There was a somewhat more concrete nugget of information: “The Horizon system itself will be hosted in a hyperscale datacenter that is being built by Switch approximately ten miles from the TACC campus,” Walker said. Back in May, TACC had indicated that this would likely be the case, estimating that it would save $80 million in construction costs and accelerate the process by nine months.
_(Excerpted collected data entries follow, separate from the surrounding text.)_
PR #464, opened 2020-10-01
Create project as host project (shared_vpc_host)

thiagonache:
Hi @morgante @bharathkkb ,

After a lot of discussions, I'm opening a new PR with a clean branch. I hope all is correct now.

### DIFF
--- a/examples/shared_vpc/main.tf
+++ b/examples/shared_vpc/main.tf
@@ -42,13 +42,15 @@ provider "random" {
   Host Project Creation
  *****************************************/
 module "host-project" {
-  source               = "../../"
-  random_project_id    = true
-  name                 = var.host_project_name
-  org_id               = var.organization_id
-  folder_id            = var.folder_id
-  billing_account      = var.billing_account
-  skip_gcloud_download = true
+  source                         = "../../"
+  random_project_id              = true
+  name                           = var.host_project_name
+  org_id                         = var.organization_id
+  folder_id                      = var.folder_id
+  billing_account                = var.billing_account
+  skip_gcloud_download           = true
+  shared_vpc                     = var.host_project_name
+  enable_shared_vpc_host_project = true
 }
 
 /******************************************
@@ -58,11 +60,9 @@ module "vpc" {
   source  = "terraform-google-modules/network/google"
   version = "~> 2.1.0"
 
-  project_id   = module.host-project.project_id
-  network_name = var.network_name
-
+  project_id                             = module.host-project.project_id
+  network_name                           = var.network_name
   delete_default_internet_gateway_routes = true
-  shared_vpc_host                        = true
 
   subnets = [
     {
--- a/examples/shared_vpc/main.tf
+++ b/examples/shared_vpc/main.tf
@@ -109,12 +109,12 @@ module "service-project" {
   name              = var.service_project_name
   random_project_id = "false"
 
-  org_id             = var.organization_id
-  folder_id          = var.folder_id
-  billing_account    = var.billing_account
-  shared_vpc_enabled = true
+  org_id                            = var.organization_id
+  folder_id                         = var.folder_id
+  billing_account                   = var.billing_account
+  enable_shared_vpc_service_project = true
 
-  shared_vpc         = module.vpc.project_id
+  shared_vpc         = module.host-project.project_id
   shared_vpc_subnets = module.vpc.subnets_self_links
 
   activate_apis = [
@@ -137,12 +137,12 @@ module "service-project-b" {
   name              = "b-${var.service_project_name}"
   random_project_id = "false"
 
-  org_id             = var.organization_id
-  folder_id          = var.folder_id
-  billing_account    = var.billing_account
-  shared_vpc_enabled = true
+  org_id                            = var.organization_id
+  folder_id                         = var.folder_id
+  billing_account                   = var.billing_account
+  enable_shared_vpc_service_project = true
 
-  shared_vpc = module.vpc.project_id
+  shared_vpc = module.host-project.project_id
 
   activate_apis = [
     "compute.googleapis.com",
--- a/examples/shared_vpc/main.tf
+++ b/examples/shared_vpc/main.tf
@@ -121,6 +121,7 @@ module "service-project" {
     "compute.googleapis.com",
     "container.googleapis.com",
     "dataproc.googleapis.com",
+    "dataflow.googleapis.com",
   ]
 
   disable_services_on_destroy = "false"
--- a/examples/shared_vpc/main.tf
+++ b/examples/shared_vpc/main.tf
@@ -49,7 +49,6 @@ module "host-project" {
   folder_id                      = var.folder_id
   billing_account                = var.billing_account
   skip_gcloud_download           = true
-  shared_vpc                     = var.host_project_name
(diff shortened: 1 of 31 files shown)


thiagonache:
Not sure why it's failing running make on my local machine it does pass.

morgante:
The error is here:
```
terraform_validate ./test/fixtures/full 

Error: Unsupported argument

  on .terraform/modules/vpc/main.tf line 58, in resource "google_compute_subnetwork" "subnetwork":
  58:   enable_flow_logs         = lookup(var.subnets[count.index], "subnet_flow_logs", "false")

An argument named "enable_flow_logs" is not expected here.
```

thiagonache:
I don’t think it is related to my changes... do you?

thiagonache:
> I don’t think it is related to my changes... do you?
> […](#)
> On 1 Oct 2020, at 16:56, Morgante Pell ***@***.***> wrote: ﻿ The error is here: terraform_validate ./test/fixtures/full Error: Unsupported argument on .terraform/modules/vpc/main.tf line 58, in resource "google_compute_subnetwork" "subnetwork": 58: enable_flow_logs = lookup(var.subnets[count.index], "subnet_flow_logs", "false") An argument named "enable_flow_logs" is not expected here. — You are receiving this because you authored the thread. Reply to this email directly, view it on GitHub, or unsubscribe.

What I've found is that enable_flow_logs was deprecated, we should use log_config instead. Trying to match the same version that is working for me.

thiagonache:
@morgante for some odd reason the google provider version pulled by my terraform execution end up with a different version than in the CI environment. I've deleted the terraform cache and confirmed that it pulled out the version 3.40 again, so I've created the required version config for the provider in fixtures/versions.tf and it worked.
The last thing I've just done is to revert the commit to pin the module version that was my initial suspicion. I'm confident that it will work this time.

thiagonache:
yay!

examples/shared_vpc/main.tf
```diff
@@ -42,13 +42,15 @@ provider "random" {
...
-  billing_account      = var.billing_account
-  skip_gcloud_download = true
+  source                         = "../../"
+  random_project_id              = true
+  name                           = var.host_project_name
+  org_id                         = var.organization_id
+  folder_id                      = var.folder_id
+  billing_account                = var.billing_account
+  skip_gcloud_download           = true
+  shared_vpc                     = var.host_project_name
```
morgante, line 52: We shouldn't need this on the host project.

modules/core_project_factory/variables.tf
```diff
@@ -182,11 +182,17 @@ variable "disable_dependent_services" {
...
 
-variable "shared_vpc_enabled" {
-  description = "If shared VPC should be used"
+variable "enable_shared_vpc_service_project" {
+  description = "If this project should be attached to a shared VPC. If true, you must set shared_vpc variable"
   type        = bool
 }
 
+variable "enable_shared_vpc_host_project" {
+  description = "If this project is a shared VPC host project. If true, you must set shared_vpc variable. Default is false for compatibility"
```
morgante, line 191: Actually if it's the host project we should *not* set `shared_vpc` variable.

modules/gsuite_enabled/variables.tf
```diff
@@ -171,8 +171,8 @@ variable "disable_dependent_services" {
   type        = string
 }
 
-variable "shared_vpc_enabled" {
-  description = "If shared VPC should be used"
+variable "enable_shared_vpc_service_project" {
```
morgante, line 174: Please leave the name unchanged on outer modules for backwards-compatibility.

modules/shared_vpc/variables.tf
```diff
@@ -165,8 +165,8 @@ variable "disable_dependent_services" {
   type        = bool
 }
 
-variable "shared_vpc_enabled" {
-  description = "If shared VPC should be used"
+variable "enable_shared_vpc_service_project" {
```
morgante, line 168: Please leave the name unchanged on outer modules for backwards-compatibility.

variables.tf
```diff
@@ -48,6 +48,12 @@ variable "shared_vpc" {
   default     = ""
 }
 
+variable "enable_shared_vpc_host_project" {
+  description = "If this project is a shared VPC host project. If true, you must set shared_vpc variable. Default is false for compatibility"
```
morgante, line 52:
```suggestion
  description = "If this project is a shared VPC host project. If true, you must set *not* shared_vpc variable. Default is false."
```

morgante (changes requested):
When creating the host project you should *not* need a `shared_vpc` input variable with the name.

thiagonache:
> When creating the host project you should _not_ need a `shared_vpc` input variable with the name.

that's the problem with the logic and mentioned. We agreed on that...
the only way to determine the variable is if shared_vpc is set

variables.tf
thiagonache: @morgante actually, no... shared_vpc is the name of the host vpc, this is a boolean.

modules/shared_vpc/variables.tf
thiagonache: @morgante you suggested renaming this variable. You meant we should have two different names in different places for the same variable? I'm confused now.

modules/gsuite_enabled/variables.tf
thiagonache: again, you asked to rename this variable. should I do it only in the root module? it's going to be confusing.

modules/core_project_factory/variables.tf
thiagonache: we must set... remember that shared_vpc == host project name.. that why we opened the issue to rename this variable

examples/shared_vpc/main.tf
thiagonache: again, shared vpc is the host project name... it's better to repeat here than add an if in the code

thiagonache:
@morgante that's the current code
```
shared_vpc                         = var.shared_vpc
shared_vpc_enabled                 = var.shared_vpc != ""
```
is your suggestion is just to change to
```
shared_vpc                                          = var.shared_vpc
enable_shared_vpc_service_project                 = var.shared_vpc != ""
enable_shared_vpc_host_project = var. enable_shared_vpc_host_project
```
This is a lot confusing IMO
Please, confirm.

morgante:
> that's the problem with the logic and mentioned. We agreed on that...
> the only way to determine the variable is if shared_vpc is set

No it's not. There is no reason to set `shared_vpc` on the host project—it already *is* the host project. Just ignore it completely. It's very confusing to pass a name to the `shared_vpc` argument on the host project.

thiagonache:
> > that's the problem with the logic and mentioned. We agreed on that...
> > the only way to determine the variable is if shared_vpc is set
> 
> No it's not. There is no reason to set `shared_vpc` on the host project—it already _is_ the host project. Just ignore it completely. It's very confusing to pass a name to the `shared_vpc` argument on the host project.

yeah... I've removed this comment. Please, see my last comment

morgante:
> @morgante okay. you're right, but I think we should rename shared_vpc_enabled on the next major release as we will do with shared_vpc, do you agree?

Yep.

thiagonache:
Please, see related PR.

PR #475, opened 2020-10-09
chore: update desc of activate_api_identities

umairidris:


umairidris:
@bharathkkb something a bit odd... when i run `sudo make generate_docs` it doesnt seem to update the readmes. Any idea why?

bharathkkb:
@umairidris could be https://github.com/terraform-docs/terraform-docs/issues/105, looks like our image has 0.6.0, so we may need to bump it.

umairidris:
Good catch. Sent https://github.com/GoogleCloudPlatform/cloud-foundation-toolkit/pull/814

I think we will need to wait for 0.13 migration? The makefile is pinned to tag 0.12

morgante:
Note that it could also be related to possible issues in our wrapper script: https://github.com/GoogleCloudPlatform/cloud-foundation-toolkit/blob/master/infra/build/developer-tools/build/scripts/task_wrapper_scripts/terraform_docs.sh

bharathkkb:
@umairidris after debugging through the GKE module CI failures I think we should also add the `active_api_identities` to [this example ](https://github.com/terraform-google-modules/terraform-google-project-factory/blob/master/examples/gke_shared_vpc) to showcase how to restore `roles/container.serviceAgent`.  We can add a line or two to the [FAQ](https://github.com/terraform-google-modules/terraform-google-project-factory/blob/master/docs/FAQ.md#how-does-the-project-factory-work-with-a-shared-vpc) part explaining the behavior and link to this example. This can also be something we do within our `shared_vpc_access` submodule for GKE and a select few to be transparent to the user in the future or pending a datasource automate it completely.

modules/core_project_factory/variables.tf
```diff
@@ -90,7 +90,12 @@ variable "activate_apis" {
 }
 
 variable "activate_api_identities" {
-  description = "The list of service identities (Google Managed service account for the API) to force-create for the project (e.g. in order to grant additional roles). APIs in this list will automatically be appended to `activate_apis`. Not including the API in this list will follow the default behaviour for identity creation (which is usually when the first resource using the API is created)."
+  description = <<<EOF
```
bharathkkb, line 93: @umairidris I actually just noticed shouldn't this be 
```suggestion
  description = <<EOF
```

umairidris: D'oh! Good catch. It still isn't passing the docs generation though :(

morgante:
@bharathkkb @umairidris Is this PR ready for merge?

umairidris:
I have regenerated docs with the latest image. PTAL

morgante (approved):

bharathkkb (changes requested):
@umairidris we need to update here too for Cloud Build
https://github.com/terraform-google-modules/terraform-google-project-factory/blob/2d7fcb474c4492b2fd785e1631352dfcc7ead597/build/lint.cloudbuild.yaml#L24

umairidris:
> @umairidris we need to update here too for Cloud Build
> https://github.com/terraform-google-modules/terraform-google-project-factory/blob/2d7fcb474c4492b2fd785e1631352dfcc7ead597/build/lint.cloudbuild.yaml#L24

Done.

bharathkkb (approved):

Issue #407, opened 2020-04-27
Remove preconditions script


morgante:
In order to remove the [preconditions script](https://github.com/terraform-google-modules/terraform-google-project-factory/blob/master/modules/core_project_factory/scripts/preconditions/preconditions.py) from the module (#373), we need to confirm it's impossible to start module creation and be left in a catastrophic state.

Therefore we need to make sure each step has an associated in-provider check and we document/explain in the troubleshooting guide.

Checks:
- [ ] Seed project - check that APIs are active
  * [x] [cloudresourcemanager.googleapis.com](#missing-api-cloudresourcemanagergoogleapiscom)
  * [x] [cloudbilling.googleapis.com](#missing-api-cloudbillinggoogleapiscom) - fixed via https://github.com/terraform-providers/terraform-provider-google/pull/5671
  * [x] [iam.googleapis.com](#missing-api-iamgoogleapiscom)
  * [x] [appengine.googleapis.com](#missing-appenginegoogleapiscom) (when managing an App Engine instance on the Target Project)
  * [x] [admin.googleapis.com](#missing-admingoogleapiscom) (when managing G Suite
  groups and group membership)
  * [x] `serviceusage.googleapis.com` - needed to remove default network - https://github.com/terraform-providers/terraform-provider-google/issues/6222
- [x] Confirm permissions on billing account
- [x] Confirm permissions on Shared VPC
- [x] Confirm permissions on organization
- [x] Confirm permissions on folder

thiagonache:
@morgante I know it's silly, but what if we force serviceusage to be enabled until we get it handled by the provider?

But the LCCF extends far beyond Horizon. “LCCF is not just one system,” Walker said. “The project will provision a world-class computational capabilities through an integrated set of systems. Secondly, the project is expected to provision extensive software and services to support scientific simulation, AI and data analytics, as well as the full scientific data lifecycle. Thirdly, the project will be leveraging extensive partnerships across the country in standing up this facility. And fourthly, the project will have a comprehensive education and outreach plan to nurture the future workforce pipeline.”
And, while LCCF will be led by TACC, it will be orchestrated across five distributed sites. The four satellite sites will be designed as regional hubs of excellence, hosting resources and personnel to support LCCF’s user community. One will be led by the Atlanta University Center Consortium (AUCC), a coalition of four HBCUs in the Atlanta area, and will be aimed at providing workforce pathways into leadership and computing and data science for underrepresented groups; another, led by the Pittsburgh Supercomputing Center (PSC), will focus on protected data and mirroring data archives; a third, hosted by the National Center for Supercomputing Applications (NCSA), will provide services to support new AI processes for exploring large datasets; the final satellite site, led by the San Diego Supercomputer Center (SDSC), will support data analytics in scientific workflows and new workflows for democratizing access.
And beyond the five core sites, Walker said, the LCCF is incorporating a broad range of other partnerships and collaborations. “The project is partnering with 27 academic institutions during the design and construction, which includes four HBCUs and 4 MSIs as partners,” Walker said. “The project has also established deep partnerships with U.S. industry, including Dell, Intel, Nvidia” — note those names again — “and Switch, our hyperscale datacenter provider.”
When will LCCF arrive?
“The ultimate goal is to begin LCCF construction in 2024,” Walker said, “which again will be subject to review and ultimately the authorization before funding approval.” The construction phase, he said, would last two to three years, and “the expectation is that the facility will be deployed sometime in 2026.” West confirmed that the deployment of Horizon is still anticipated to begin in early 2025, with early science users starting on the machine in the back half of that year, ahead of the LCCF’s routine operations beginning in “late 2026.”